US Dilemma: 2 Billion Pounds of DU Waste
No commercial applications have been found for any significant amounts of this leftover DU since it started to accumulate when the first atomic bombs were made in the early 1940’s. As a result, the US alone has accumulated over two billion pounds of this commercially worthless DU.

In terms of everyday experience two billion pounds is beyond comprehension. To put this weight of material on an understandable scale, it is about the same weight six Washington Monuments, or about 5,000 Statues of Liberty. Some of this inventory has been given away to allies. This included Iraq when they were an “ally” against Iran.

Major Uses
The major uses of DU are as the tip of armor-piercing artillery shells, ammunition, and missiles, and as armor plate on tanks and armored vehicles. What makes DU so effective at piercing armor is that when it strikes a hard target it ignites like a Roman candle, sharpens itself like a pencil in a pencil sharpener and, like a hot knife through butter, melts steel armor or even concrete. It is used as armor plate because it is the only metal armor that will stop a DU-tipped shell!

However, every time a shell misses its target and falls onto soft desert sand, or a DU-plated tank or an armored vehicle is abandoned (both occur frequently) DU is left behind on the battlefield for the taking. These armor-piercing shells were used in the first Gulf War, in the Bosnian conflict, and in the present war against Iraq. The bottom line is: DU is readily and globally available at little or no cost to any terrorists wishing to acquire it.

Incendiary Effects
When uranium burns, the radioactive dust produced is so incredibly fine, it behaves as if it were a gas. This dust can pass through military gas masks, so gas masks offer troops no protection, and it is deposited permanently in the lungs. If swallowed, the dust particles can be digested and pass into the blood stream, if the dust rubs into a scrape or wound it can enter tissues directly.

Most of these dust particles are smaller than red blood cells, the smallest cells in the body, so the radioactive dust freely crosses organ and tissue boundaries. There is no way to remove them from the body. These ultra-fine smoke particles are spread by wind, settle out on surface water, and are redispersed by human activities — digging, plowing, driving, or even just walking.

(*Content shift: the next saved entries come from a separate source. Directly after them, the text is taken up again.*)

PR #541, opened 2025-10-29
#540 Fix DIRECT implementation of I2C write

### LINKED ISSUE #540: FFM I2C implementation DIRECT   writeRegister executes, but correct data update did not happen
writeRegister(byte[] register, byte[] data, int length)

@DigitalSmile .
The writeRegister does not operate correctly.  No errors, but the intended storage is not updated.

Linuxfs start w bytes stop

ffm start w byte byte restart w bytes stop using FFM internalWrite
The ffm code uses 2 entries in the ioctl parms array rather than a single entry with the tx_buf containing the register bytes and the data bytes, 
If you need i2c traces or other detail let me know.

DigitalSmile:


eitch (approved):

taartspi (commented):
Thanks Nick

PR #542, opened 2025-10-29
#535 Set default to I2CDirect for provider, added logging, fix Segmen…

### LINKED ISSUE #535: FFM I2C  SMBus protocol does not support reading multiregister devices.
Regression testing with a AT24C512 EEPROM.     Test attempts to read data pointed at by  a two byte register address.  
[main] TRACE com.pi4j.devices.at24c512.AT24C512 - >>> enter: readEEPROM register 0342  numByte : 2
Exception in thread "main" java.lang.UnsupportedOperationException: SMBus protocol does not support reading multiregister devices. Please, use I2CDirect or I2CFile provider instead.
	at com.pi4j.plugin.ffm@4.0.0-SNAPSHOT/com.pi4j.plugin.ffm.providers.i2c.impl.I2CSMBus.readRegister(I2CSMBus.java:121)
	at com.pi4j@4.0.0-SNAPSHOT/com.pi4j.io.i2c.I2CRegisterDataReader.readRegister(I2CRegisterDataReader.java:139)
	at com.pi4j@4.0.0-SNAPSHOT/com.pi4j.io.i2c.I2CRegisterDataReader.readRegister(I2CRegisterDataReader.java:171)
	at com.pi4j.devices/com.pi4j.devices.at24c512.AT24C512.readEEPROM(AT24C512.java:228)
	at com.pi4j.devices/com.pi4j.devices.at24c512.AT24C512_App.main(AT24C512_App.java:208)
     

This is a device that requires a REPEATED RESTART.  I will include info from linuxfs and the datasheet
.  
Random Read
A random read begins in the same way as a byte write operation does to load in a new data word address. This is
known as a “dummy write” sequence; however, the data byte and the Stop condition of the byte write must be omitted
to prevent the part from entering an internal write cycle. Once the device address and word address are clocked in
and acknowledged by the EEPROM, the bus host must generate another Start condition. The bus host now initiates
a current address read by sending a Start condition, followed by a valid device address byte with the R/W bit set to
logic ‘1’. The EEPROM will ACK the device address and serially clock out the data word on the SDA line. All types
of read operations will be terminated if the bus host does not respond with an ACK (it NACKs) during the ninth clock
cycle. After the NACK response, the host may send a Stop condition to complete the protocol, or it can send a Start
condition to begin the next sequence.

Image

Image

DigitalSmile:
…tAllocator in I2CMessage and RDWRData

### DIFF
--- a/plugins/pi4j-plugin-ffm/src/main/java/com/pi4j/plugin/ffm/providers/i2c/I2CFFMProviderImpl.java
+++ b/plugins/pi4j-plugin-ffm/src/main/java/com/pi4j/plugin/ffm/providers/i2c/I2CFFMProviderImpl.java
@@ -29,10 +29,12 @@ public class I2CFFMProviderImpl extends I2CProviderBase implements I2CProvider {
     public I2C create(I2CConfig config) {
         var bus = new I2CBusFFM(config);
 
-        var functions = bus.getFunctionalityMap();
-        logger.debug("{} - bus I2C functions support:", bus.getBusName());
-        for (var entry : functions.entrySet()) {
-            logger.debug("\t{} - {}", entry.getKey(), entry.getValue());
+        if (logger.isDebugEnabled()) {
+            var functions = bus.getFunctionalityMap();
+            logger.debug("{} - bus I2C functions support:", bus.getBusName());
+            for (var entry : functions.entrySet()) {
+                logger.debug("\t{} - {}", entry.getKey(), entry.getValue());
+            }
         }
 
         var impl = config.i2cImplementation();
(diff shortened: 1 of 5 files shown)


plugins/pi4j-plugin-ffm/src/main/java/com/pi4j/plugin/ffm/providers/i2c/I2CFFMProviderImpl.java
```diff
@@ -26,16 +29,26 @@ public int getPriority() {
     public I2C create(I2CConfig config) {
         var bus = new I2CBusFFM(config);
 
+        var functions = bus.getFunctionalityMap();
```
eitch: Perhaps put this in an if debug is enabled

eitch (changes requested):

plugins/pi4j-plugin-ffm/src/main/java/com/pi4j/plugin/ffm/providers/i2c/I2CFFMProviderImpl.java
eitch: Sorry, i meant put the foreach block in an if statement checking if debug/trace is enabled

FDelporte (approved):

FDelporte:
Requested changes by @eitch were applied

eitch (approved):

This information is neither new nor secret. From the very beginning, the scientists involved in the making of the first atomic bombs recognized in detail the potential of uranium smoke as a terrain contaminant and as an instrument of gas warfare: “(a.) To make evacuated areas uninhabitable. (b.) To contaminate small critical areas such as rail-road yards and airports. (3.) As a radioactive poison gas to create casualties among troops. (4.) Against large cities, to promote panic, and create casualties among civilian populations.”*

DU as a ‘Dirty’ Weapon
The present danger is that depleted uranium can be used to make so-called “dirty” nuclear devices. There is no need to purify or “weaponize” the uranium. As the makers of the atomic bomb realized in 1943, all one has to do is wrap DU in a conventional explosive charge and detonate it. The DU will almost certainly ignite from the heat of the explosion, and its sub-microscopic radioactive smoke particles will be dispersed by wind, rain, and fallout, potentially contaminating vast land areas, lakes, rivers, streams, and water reservoirs.

It is this ease of importation and the simple construction of a potential weapon of mass destruction within the boundaries of the US that so concerns Homeland Security and the FBI. But from whom are they keeping the secret? Certainly not potential terrorists, they know how and what to do. The only conclusion is that the government wishes to keep the public in the dark, ignorant of the threat facing all of us.

Vince Calder is a retired research chemist with SC Johnson. He has a Ph.D. from the University of California-Berkeley in physical chemistry.